### TASK GOAL:
What you return must match the listing below exactly.

### DATASET:
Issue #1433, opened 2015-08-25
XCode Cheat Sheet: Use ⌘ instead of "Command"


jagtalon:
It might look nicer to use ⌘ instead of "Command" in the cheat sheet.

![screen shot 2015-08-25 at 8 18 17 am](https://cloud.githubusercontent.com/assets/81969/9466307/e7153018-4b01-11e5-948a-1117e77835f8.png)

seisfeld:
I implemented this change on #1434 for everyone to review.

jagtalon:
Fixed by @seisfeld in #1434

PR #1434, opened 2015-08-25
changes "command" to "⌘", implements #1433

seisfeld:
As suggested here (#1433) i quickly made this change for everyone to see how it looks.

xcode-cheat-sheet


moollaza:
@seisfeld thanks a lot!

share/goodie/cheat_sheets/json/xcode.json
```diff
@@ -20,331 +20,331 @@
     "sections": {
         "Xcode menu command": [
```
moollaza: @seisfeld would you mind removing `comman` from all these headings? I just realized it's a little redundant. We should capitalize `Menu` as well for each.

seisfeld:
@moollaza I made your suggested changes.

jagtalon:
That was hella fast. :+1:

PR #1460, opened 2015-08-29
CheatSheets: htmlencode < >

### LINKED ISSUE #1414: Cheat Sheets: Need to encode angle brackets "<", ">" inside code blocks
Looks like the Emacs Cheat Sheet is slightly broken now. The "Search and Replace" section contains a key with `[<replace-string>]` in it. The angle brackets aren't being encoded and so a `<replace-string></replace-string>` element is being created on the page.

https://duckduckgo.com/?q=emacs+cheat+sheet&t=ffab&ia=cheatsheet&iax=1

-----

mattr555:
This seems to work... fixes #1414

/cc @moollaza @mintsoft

### EXERCISE RESULT:
Issue #1433, opened 2015-08-25
XCode Cheat Sheet: Use ⌘ instead of "Command"


jagtalon:
It might look nicer to use ⌘ instead of "Command" in the cheat sheet.

![screen shot 2015-08-25 at 8 18 17 am](https://cloud.githubusercontent.com/assets/81969/9466307/e7153018-4b01-11e5-948a-1117e77835f8.png)

seisfeld:
I implemented this change on #1434 for everyone to review.

jagtalon:
Fixed by @seisfeld in #1434

PR #1434, opened 2015-08-25
changes "command" to "⌘", implements #1433

seisfeld:
As suggested here (#1433) i quickly made this change for everyone to see how it looks.

xcode-cheat-sheet


moollaza:
@seisfeld thanks a lot!

share/goodie/cheat_sheets/json/xcode.json
```diff
@@ -20,331 +20,331 @@
     "sections": {
         "Xcode menu command": [
```
moollaza: @seisfeld would you mind removing `comman` from all these headings? I just realized it's a little redundant. We should capitalize `Menu` as well for each.

seisfeld:
@moollaza I made your suggested changes.

jagtalon:
That was hella fast. :+1:

PR #1460, opened 2015-08-29
CheatSheets: htmlencode < >

### LINKED ISSUE #1414: Cheat Sheets: Need to encode angle brackets "<", ">" inside code blocks
Looks like the Emacs Cheat Sheet is slightly broken now. The "Search and Replace" section contains a key with `[<replace-string>]` in it. The angle brackets aren't being encoded and so a `<replace-string></replace-string>` element is being created on the page.

https://duckduckgo.com/?q=emacs+cheat+sheet&t=ffab&ia=cheatsheet&iax=1

-----

mattr555:
This seems to work... fixes #1414

/cc @moollaza @mintsoft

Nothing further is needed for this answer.